_WHAT YOU SHOULD DO_: Given the records below, would you repeat exactly the lines that begin at the one containing "entry looks cleaner." and end at the one containing "All three taken.", inclusive?

_ENTRIES SHOWN_:
======
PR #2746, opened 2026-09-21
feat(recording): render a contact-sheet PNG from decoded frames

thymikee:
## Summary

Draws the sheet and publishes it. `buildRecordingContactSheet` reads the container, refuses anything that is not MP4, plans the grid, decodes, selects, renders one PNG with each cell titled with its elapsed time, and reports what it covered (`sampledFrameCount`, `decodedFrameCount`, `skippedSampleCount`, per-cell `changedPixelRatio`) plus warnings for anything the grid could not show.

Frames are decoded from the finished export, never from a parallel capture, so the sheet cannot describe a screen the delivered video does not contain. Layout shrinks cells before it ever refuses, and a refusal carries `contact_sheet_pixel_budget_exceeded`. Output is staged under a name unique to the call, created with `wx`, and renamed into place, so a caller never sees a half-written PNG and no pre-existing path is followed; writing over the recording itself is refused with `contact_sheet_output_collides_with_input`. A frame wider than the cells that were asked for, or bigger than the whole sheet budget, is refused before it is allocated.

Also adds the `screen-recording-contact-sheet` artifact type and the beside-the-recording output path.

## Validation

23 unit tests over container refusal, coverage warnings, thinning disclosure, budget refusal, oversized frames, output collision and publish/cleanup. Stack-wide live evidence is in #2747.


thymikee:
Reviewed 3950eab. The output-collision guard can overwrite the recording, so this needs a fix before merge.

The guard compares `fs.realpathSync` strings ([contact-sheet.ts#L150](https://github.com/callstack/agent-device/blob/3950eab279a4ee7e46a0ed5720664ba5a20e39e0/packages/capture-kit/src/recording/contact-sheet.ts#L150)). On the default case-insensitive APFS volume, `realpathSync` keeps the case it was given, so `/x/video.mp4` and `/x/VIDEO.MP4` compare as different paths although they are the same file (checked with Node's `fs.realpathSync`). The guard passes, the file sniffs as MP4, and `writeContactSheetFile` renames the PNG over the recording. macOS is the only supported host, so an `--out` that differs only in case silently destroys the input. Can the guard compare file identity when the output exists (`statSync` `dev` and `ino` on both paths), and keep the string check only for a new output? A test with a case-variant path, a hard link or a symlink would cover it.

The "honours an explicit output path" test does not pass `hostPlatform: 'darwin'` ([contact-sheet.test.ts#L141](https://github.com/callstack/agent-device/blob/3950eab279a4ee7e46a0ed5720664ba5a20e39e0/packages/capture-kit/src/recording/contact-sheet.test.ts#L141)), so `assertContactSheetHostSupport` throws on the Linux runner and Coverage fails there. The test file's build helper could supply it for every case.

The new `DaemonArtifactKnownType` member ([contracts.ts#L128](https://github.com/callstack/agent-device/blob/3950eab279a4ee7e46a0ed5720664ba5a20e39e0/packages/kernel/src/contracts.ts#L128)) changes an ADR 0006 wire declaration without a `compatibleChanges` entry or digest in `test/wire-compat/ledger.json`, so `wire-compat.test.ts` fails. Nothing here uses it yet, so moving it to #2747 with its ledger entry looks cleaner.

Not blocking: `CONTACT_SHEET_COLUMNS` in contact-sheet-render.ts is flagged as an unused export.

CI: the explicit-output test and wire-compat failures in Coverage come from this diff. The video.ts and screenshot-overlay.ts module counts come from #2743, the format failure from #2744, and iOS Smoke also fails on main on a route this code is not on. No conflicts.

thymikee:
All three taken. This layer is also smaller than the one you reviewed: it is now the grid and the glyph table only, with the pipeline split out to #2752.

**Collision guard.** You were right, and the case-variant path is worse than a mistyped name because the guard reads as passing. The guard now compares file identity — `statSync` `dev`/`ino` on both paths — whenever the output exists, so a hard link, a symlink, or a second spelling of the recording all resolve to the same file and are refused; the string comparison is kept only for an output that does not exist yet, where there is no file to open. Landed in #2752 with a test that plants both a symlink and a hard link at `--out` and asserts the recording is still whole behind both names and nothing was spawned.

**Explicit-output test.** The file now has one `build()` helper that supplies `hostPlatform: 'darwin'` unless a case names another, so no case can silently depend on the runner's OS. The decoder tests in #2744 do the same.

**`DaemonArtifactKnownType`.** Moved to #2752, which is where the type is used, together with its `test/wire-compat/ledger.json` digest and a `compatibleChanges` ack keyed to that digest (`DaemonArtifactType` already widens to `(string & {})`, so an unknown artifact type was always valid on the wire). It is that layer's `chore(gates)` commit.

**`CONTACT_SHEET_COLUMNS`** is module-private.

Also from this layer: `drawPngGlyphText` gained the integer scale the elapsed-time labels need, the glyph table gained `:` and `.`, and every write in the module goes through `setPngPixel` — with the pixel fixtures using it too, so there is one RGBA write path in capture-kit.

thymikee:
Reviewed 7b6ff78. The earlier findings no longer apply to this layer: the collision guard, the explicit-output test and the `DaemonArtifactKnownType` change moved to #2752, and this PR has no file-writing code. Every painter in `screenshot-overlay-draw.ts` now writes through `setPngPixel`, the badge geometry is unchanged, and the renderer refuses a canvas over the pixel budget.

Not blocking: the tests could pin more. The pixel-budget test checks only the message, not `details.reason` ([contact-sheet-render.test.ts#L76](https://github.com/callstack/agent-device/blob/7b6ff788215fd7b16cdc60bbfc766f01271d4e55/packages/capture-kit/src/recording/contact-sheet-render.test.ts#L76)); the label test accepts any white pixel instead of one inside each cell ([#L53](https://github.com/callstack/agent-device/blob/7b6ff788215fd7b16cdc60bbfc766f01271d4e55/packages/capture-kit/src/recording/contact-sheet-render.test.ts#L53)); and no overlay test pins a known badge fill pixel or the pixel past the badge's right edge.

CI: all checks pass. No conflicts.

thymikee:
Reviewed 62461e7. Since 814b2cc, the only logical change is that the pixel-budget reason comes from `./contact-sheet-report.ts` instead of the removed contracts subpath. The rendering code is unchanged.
======
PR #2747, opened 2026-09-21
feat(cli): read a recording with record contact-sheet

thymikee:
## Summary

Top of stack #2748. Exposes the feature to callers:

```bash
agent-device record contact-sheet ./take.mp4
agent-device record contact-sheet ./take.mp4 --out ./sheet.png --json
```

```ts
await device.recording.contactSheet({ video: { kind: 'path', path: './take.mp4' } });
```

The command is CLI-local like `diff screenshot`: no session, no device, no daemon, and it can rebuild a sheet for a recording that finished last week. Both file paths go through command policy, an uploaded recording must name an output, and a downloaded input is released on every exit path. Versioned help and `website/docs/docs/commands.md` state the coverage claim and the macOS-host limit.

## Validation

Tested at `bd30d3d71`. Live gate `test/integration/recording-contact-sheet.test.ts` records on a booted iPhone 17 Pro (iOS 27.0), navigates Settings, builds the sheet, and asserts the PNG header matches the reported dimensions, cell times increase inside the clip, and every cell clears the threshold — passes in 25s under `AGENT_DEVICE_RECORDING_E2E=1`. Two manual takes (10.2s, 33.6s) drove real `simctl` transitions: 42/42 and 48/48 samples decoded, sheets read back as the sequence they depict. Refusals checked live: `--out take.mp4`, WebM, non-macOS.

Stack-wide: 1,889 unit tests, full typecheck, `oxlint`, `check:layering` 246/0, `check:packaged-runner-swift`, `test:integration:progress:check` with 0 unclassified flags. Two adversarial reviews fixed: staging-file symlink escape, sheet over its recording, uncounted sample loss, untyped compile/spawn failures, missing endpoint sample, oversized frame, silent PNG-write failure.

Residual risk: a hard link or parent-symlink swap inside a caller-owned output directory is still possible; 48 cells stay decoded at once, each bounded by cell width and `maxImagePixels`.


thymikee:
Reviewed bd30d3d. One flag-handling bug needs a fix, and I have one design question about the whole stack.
======
_OUTPUT OF THE TASK_:
The new `DaemonArtifactKnownType` member ([contracts.ts#L128](https://github.com/callstack/agent-device/blob/3950eab279a4ee7e46a0ed5720664ba5a20e39e0/packages/kernel/src/contracts.ts#L128)) changes an ADR 0006 wire declaration without a `compatibleChanges` entry or digest in `test/wire-compat/ledger.json`, so `wire-compat.test.ts` fails. Nothing here uses it yet, so moving it to #2747 with its ledger entry looks cleaner.

Not blocking: `CONTACT_SHEET_COLUMNS` in contact-sheet-render.ts is flagged as an unused export.

CI: the explicit-output test and wire-compat failures in Coverage come from this diff. The video.ts and screenshot-overlay.ts module counts come from #2743, the format failure from #2744, and iOS Smoke also fails on main on a route this code is not on. No conflicts.

thymikee:
All three taken. This layer is also smaller than the one you reviewed: it is now the grid and the glyph table only, with the pipeline split out to #2752.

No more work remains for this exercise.